FANG is an acronym for Facebook Inc. (FB), Inc. (AMZN), Netflix Inc. (NFLX), and Alphabet Inc. (GOOGL). These companies represent a variety of different sectors, ranging from consumer cyclical to communication services to technology. But these stocks often are grouped together because they historically have been among the fastest-growing, most innovative, and most successful large companies in the world.

For investors seeking exposure to the FANG group without having to concentrate a portfolio in a few volatile stocks, an exchange traded fund (ETF) with exposure to the FANG stocks allows for greater diversification. These four companies have attracted intense interest from investors as technology has driven their growth in areas such as e-commerce, mobile devices, cloud computing, and streaming entertainment.

Key Takeaways

  • FANG stocks, as represented by the tech, communication services, and consumer discretionary sectors, dramatically outperformed the broader market during the past year.
  • FANG stocks ETFs with the best 1-year trailing total return are QQQ, VUG, and IWF.
  • The top holding of each of these ETFs is Apple Inc.

Despite its popularity and wide use among investors, the acronym "FANG" may be a bit out of date because Google has since renamed itself as Alphabet. Further, Apple Inc. (AAPL) is often added to create a five-stock group known by the term FAANG. In addition, some investors and analysts have added Microsoft Corp. (MSFT) to make a six-stock group called FAAMNG, or the FAAMNGs. For simplicity, we'll use the "FANG" in this story.

The sectors for each of these companies provide a rough benchmark for comparison to the broader U.S. market, also illustrating their divergent characteristics. Facebook, Netflix, and Alphabet are in the communication services sector, which has posted a 29.3% 1-year trailing total return, as measured by the performance of the Communication Services Select Sector SPDR ETF (XLC).
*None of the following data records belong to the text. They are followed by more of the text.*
PR #164, opened 2019-06-03
Extract SO files from bugsnag-android artefact

fractalwrench:
## Goal

The gradle plugin should extract shared object files from both the bugsnag-android and bugsnag-android-ndk artefacts, as in the future both will contain native bugsnag code that is required by C end-users.

## Changeset

Expanded artefact filter so that files are extracted for both bugsnag-android and bugsnag-android-ndk.

## Tests
Verified that an example project requiring the NDK can be built with bugsnag-android and a local installation of this changeset.

### DIFF
--- a/CHANGELOG.md
+++ b/CHANGELOG.md
@@ -1,3 +1,8 @@
+## 4.4.0 TBD
+
+* Extract SO files from bugsnag-android artifact
+[#164](https://github.com/bugsnag/bugsnag-android-gradle-plugin/pull/164)
+
 ## 4.3.1 (2019-05-31)
 
 * Calculate correct location for objdump on windows, fixing NDK symbol upload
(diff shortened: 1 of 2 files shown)


CHANGELOG.md
```diff
@@ -1,3 +1,8 @@
+## 4.4.0 TBD
+
+* Extract SO files from bugsnag-android artifact
```
kattrali: This is a more significant change than these notes imply, and this may need to be more verbose to convey that and ensure that anyone who upgrades bugsnag-android without bugsnag-android-gradle-plugin can see that the latest version will fix their problem.

```suggestion
This release is companion update for bugsnag-android v4.15.0, which supports detecting and reporting C/C++ crashes without a separate library. 

Extract shared object C libraries (*.so files) from bugsnag-android artifact to support using the Native API
```

\* Didn't cross-link "Native API" since the docs might move.

fractalwrench: Sounds good. We should add something to the bugsnag-android notes too when that's released, as people are more likely to read those IMO.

Amazon is in the consumer discretionary sector, which has a 1-year trailing total return of 33.9%, based on the Consumer Discretionary Select Sector SPDR ETF (XLY). And Apple and Microsoft are in the tech sector, which has posted a 1-year return of 37.4% as measured by the Technology Select Sector SPDR ETF (XLK). All three of those sectors have significantly outperformed the S&P 500's 18.7% 1-year trailing total return.

When it comes to investing in FANG stocks ETFs, there are 22 funds that trade in the U.S. with good exposure to these four companies along with other stocks, excluding leveraged and inverse funds and those with under $50 million in assets under management. The best performing FANG stocks ETF is the Invesco QQQ Trust (QQQ). Below, we'll look at the best 3 FANG stocks ETFs as measured by 1-year trailing total returns. Performance figures above are as of February 5, and all other data are from February 8.

Invesco QQQ Trust (QQQ)

  • 1-Year Trailing Total Return: 45.0%
  • Expense Ratio: 0.20%
  • Annual Dividend Yield: 0.53%
  • 3-Month Average Daily Volume: 31,076,686
  • Assets Under Management: $155.7 billion
  • Inception Date: March 10, 1999
  • Issuer: Invesco

The Invesco QQQ Trust tracks the Nasdaq 100 Index, which includes 100 of the largest domestic and international non-financial companies listed on the Nasdaq in terms of market capitalization. QQQ is structured as a unit investment trust (UIT) which offers a fixed portfolio as redeemable units to investors. The top holdings for QQQ include Apple, Microsoft, and Amazon.

Vanguard Growth ETF (VUG)

  • 1-Year Trailing Total Return: 36.5%
  • Expense Ratio: 0.04%
  • Annual Dividend Yield: 0.64%
  • 3-Month Average Daily Volume: 830,948
  • Assets Under Management: $69.5 billion
  • Inception Date: January 30, 2004
  • Issuer: Vanguard

VUG is a large-cap growth fund with nearly 260 stocks that targets the CRSP US Large Cap Growth Index. The index offers exposure to hundreds of growth stocks across multiple sectors, although it skews toward technology companies. While growth stocks are higher-risk investments than some alternatives, they are typically favored for diversification, as part of a long-term investment strategy, or among investors seeking capital appreciation. The top holdings of VUG include Apple, Microsoft, and Amazon.

iShares Russell 1000 Growth ETF (IWF)

  • 1-Year Trailing Total Return: 35.2%
  • Expense Ratio: 0.19%
  • Annual Dividend Yield: 0.64%
  • 3-Month Average Daily Volume: 1,549,189
  • Assets Under Management: $64.6 billion
  • Inception Date: May 22, 2000
  • Issuer: iShares

IWF is a large-cap growth fund that tracks the Russell 1000 Growth Index, which is comprised of growth stocks across multiple sectors, though weighted toward technology. IWF has about 450 holdings. The fund may appeal to investors looking for long-term strategies, diversification, or capital appreciation. The top holdings of IWF include Apple, Microsoft, and Amazon.